- Work task -
Scan the entries below for the word "extension", then copy each line that holds it.

(Dataset entries)

PR #1127, opened 2025-03-04
Define 4diac IDE preferences export

pazi146:


plugins/org.eclipse.fordiac.ide.model/plugin.xml
```diff
@@ -291,4 +291,41 @@
...
+          <entry node="org.eclipse.fordiac.ide.gef"/>
+          <entry node="org.eclipse.fordiac.ide.gitlab"/>
+          <entry node="org.eclipse.fordiac.ide.globalconstantseditor.GlobalConstants"/>
+          <entry node="org.eclipse.fordiac.ide.globalconstantseditor.ui"/>
+          <entry node="org.eclipse.fordiac.ide.model"/>
+          <entry node="org.eclipse.fordiac.ide.structuredtextalgorithm.STAlgorithm"/>
+          <entry node="org.eclipse.fordiac.ide.structuredtextalgorithm.ui"/>
+          <entry node="org.eclipse.fordiac.ide.structuredtextcore.STCore"/>
+          <entry node="org.eclipse.fordiac.ide.structuredtextcore.ui"/>
+          <entry node="rg.eclipse.fordiac.ide.structuredtextfunctioneditor.STFunction"/>
```
mx990: I believe you are missing an `o` at the beginning?

plugins/org.eclipse.fordiac.ide.model/plugin.xml
```diff
@@ -291,4 +291,41 @@
           name="LIB">
     </attribute>
  </extension>
+ <extension
+       point="org.eclipse.ui.preferenceTransfer">
```
mx990: I would suggest to move this extension to `org.eclipse.fordiac.ide.ui`.

plugins/org.eclipse.fordiac.ide.model/plugin.xml
```diff
@@ -291,4 +291,41 @@
...
+    <transfer
+          id="org.eclipse.fordiac.ide.model.projectTransfer"
+          name="%exportName">
```
mx990: Could we please also add the 4diac icon for the transfer?

plugins/org.eclipse.fordiac.ide.model/plugin.properties
```diff
@@ -18,3 +18,4 @@
 
 pluginName = 4diac IDE Model Plug-in
 providerName = Eclipse 4diac
+exportName=4diac IDE Properties
```
mx990: Please rename this to `4diac IDE Preferences` to conform with the naming of the other transfers.

mx990 (changes requested):

plugins/org.eclipse.fordiac.ide.model/plugin.xml
pazi146: yes ^^

plugins/org.eclipse.fordiac.ide.model/plugin.xml
pazi146: makes sense - though I don't know the proper link as this icon is in `.ide` and not in `.ide.images`

plugins/org.eclipse.fordiac.ide.model/plugin.xml
pazi146: will move it there

plugins/org.eclipse.fordiac.ide.model/plugin.xml
azoitl: you can try if our icon url is working: `fordiacimage://ICON_4DIAC_16`

pazi146: This doesn't show the 4diac logo but a white X on red background

azoitl: I just noticed that the 4diac 16 px icon get lost. could you add the attached icon to the images and update the `fordiacimages.properties` accordingly.

If it then still not working it can be that our url is not working for that extension point we have to use the platform url: `platform:/plugin/org.eclipse.fordiac.ide.images/images/...` 


4diac16

pazi146: Works

Note: the 4diac 32 px icon is also missing

azoitl (approved):

plugins/org.eclipse.fordiac.ide.model/plugin.xml
azoitl: Thx for pointing that out. Need to check if this is even needed anymore.

PR #1140, opened 2025-03-07
Changed Storage of Struct_Demux configuration to use % Separator

azoitl:
In order to treat a struct child pin of a struct demuxer as single entity the internal string and configuration string uses now the % separator. In the ui still the . is shown.

### DIFF
--- a/plugins/org.eclipse.fordiac.ide.model/model/lib.ecore
+++ b/plugins/org.eclipse.fordiac.ide.model/model/lib.ecore
@@ -1773,13 +1773,24 @@
   <eClassifiers xsi:type="ecore:EClass" name="MemberVarDeclaration" eSuperTypes="#//VarDeclaration">
     <eOperations name="getName" eType="ecore:EDataType http://www.eclipse.org/emf/2002/Ecore#//EString">
       <eAnnotations source="http://www.eclipse.org/emf/2002/GenModel">
-        <details key="body" value="return ConfigurableFBManagement.getMemberVarName(this);"/>
+        <details key="body" value="return ConfigurableFBManagement.getMemberVarName(this, ConfigurableFBManagement.MEMBER_VAR_SEPARATOR);"/>
+      </eAnnotations>
+    </eOperations>
+    <eOperations name="getDisplayName" eType="ecore:EDataType http://www.eclipse.org/emf/2002/Ecore#//EString">
+      <eAnnotations source="http://www.eclipse.org/emf/2002/GenModel">
+        <details key="body" value="return ConfigurableFBManagement.getMemberVarName(this, &quot;.&quot;);   //$NON-NLS-1$"/>
       </eAnnotations>
     </eOperations>
     <eOperations name="getVarName" eType="ecore:EDataType http://www.eclipse.org/emf/2002/Ecore#//EString">
       <eAnnotations source="http://www.eclipse.org/emf/2002/GenModel">
         <details key="body" value="return super.getName();"/>
       </eAnnotations>
+    </eOperations>
+    <eOperations name="setName">
+      <eAnnotations source="http://www.eclipse.org/emf/2002/GenModel">
+        <details key="body" value="// ensure that we are always only setting the last segment as name&#xA;final String[] subNames = ConfigurableFBManagement.splitMemberVarName(name);&#xA;super.setName(subNames[subNames.length - 1]);"/>
+      </eAnnotations>
+      <eParameters name="name" lowerBound="1" eType="ecore:EDataType http://www.eclipse.org/emf/2002/Ecore#//EString"/>
     </eOperations>
     <eStructuralFeatures xsi:type="ecore:EAttribute" name="parentNames" upperBound="-1"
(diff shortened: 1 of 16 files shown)


plugins/org.eclipse.fordiac.ide.model/model/lib.ecore
```diff
@@ -1773,14 +1773,25 @@
   <eClassifiers xsi:type="ecore:EClass" name="MemberVarDeclaration" eSuperTypes="#//VarDeclaration">
     <eOperations name="getName" eType="ecore:EDataType http://www.eclipse.org/emf/2002/Ecore#//EString">
       <eAnnotations source="http://www.eclipse.org/emf/2002/GenModel">
-        <details key="body" value="return ConfigurableFBManagement.getMemberVarName(this);"/>
+        <details key="body" value="return ConfigurableFBManagement.getMemberVarName(this, ConfigurableFBManagement.MEMBER_VAR_SEPARATOR);"/>
+      </eAnnotations>
+    </eOperations>
+    <eOperations name="getUIName" eType="ecore:EDataType http://www.eclipse.org/emf/2002/Ecore#//EString">
```
mx990: I would suggest renaming this to `getDisplayName` instead. Maybe we could also add it directly in `INamedElement`, which would delegate to `getName` by default and we could then override it here?

plugins/org.eclipse.fordiac.ide.model/src/org/eclipse/fordiac/ide/model/CheckableStructTree.java
```diff
@@ -24,12 +24,13 @@
 public class CheckableStructTree extends AbstractStructTree<CheckableStructTreeNode> {
 
 	public CheckableStructTree(final StructManipulator manipulator, final StructuredType struct,
-			final TreeViewer viewer) {
-		super(manipulator, struct, viewer);
+			final TreeViewer viewer, final String childSeparator) {
```
mx990: Does the separator actually need to be configurable? It seems it is always set to `%` anyhow?

mx990 (changes requested):

plugins/org.eclipse.fordiac.ide.model/model/lib.ecore
azoitl: I find this idea interesting. However this would require to check all getNames. Therefore I would like to do this in a separate PR.

plugins/org.eclipse.fordiac.ide.model/src/org/eclipse/fordiac/ide/model/CheckableStructTree.java
azoitl: I was not sure. Currently this model is only used for the property sheet of muxers. But that may change in the future. Just changing the separtor would be much easier.

plugins/org.eclipse.fordiac.ide.model/src/org/eclipse/fordiac/ide/model/CheckableStructTreeNode.java
```diff
@@ -44,7 +45,8 @@ public CheckableStructTree getTree() {
 	@Override
 	public CheckableStructTreeNode addChild(final EObject memberVariable) {
 		if (memberVariable instanceof final VarDeclaration vardeclaration) {
-			final CheckableStructTreeNode treeNode = new CheckableStructTreeNode(vardeclaration, this, getTree());
+			final CheckableStructTreeNode treeNode = new CheckableStructTreeNode(vardeclaration, this, getTree(),
```
oberlehner: can you extract the getChildSepartor in a factory method, so that we don't have to propate the standard value through the whole tree data structure.

plugins/org.eclipse.fordiac.ide.model/model/lib.ecore
azoitl: Changed it to `getDisplayName`. Had a quick look into moving it up the hierarchy. We use `getName` more then 1800 times. Just a quick look already showed  not clearly decidable situations. I think this is something for another time.

plugins/org.eclipse.fordiac.ide.model/src/org/eclipse/fordiac/ide/model/CheckableStructTree.java
azoitl: Based on @oberlehner I reworked the tree a second time. Now it is easier to hook an own separator and I made the default now the %.

plugins/org.eclipse.fordiac.ide.model/src/org/eclipse/fordiac/ide/model/CheckableStructTreeNode.java
azoitl: Good idea. I reworked the tree nodes such that it is easier to customize it later.

mx990 (approved):

m-meingast (approved):
Looks good to me

bwiesmayr (approved):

- Answer below -
  </extension>
+ <extension
mx990: I would suggest to move this extension to `org.eclipse.fordiac.ide.ui`.
If it then still not working it can be that our url is not working for that extension point we have to use the platform url: `platform:/plugin/org.eclipse.fordiac.ide.images/images/...` 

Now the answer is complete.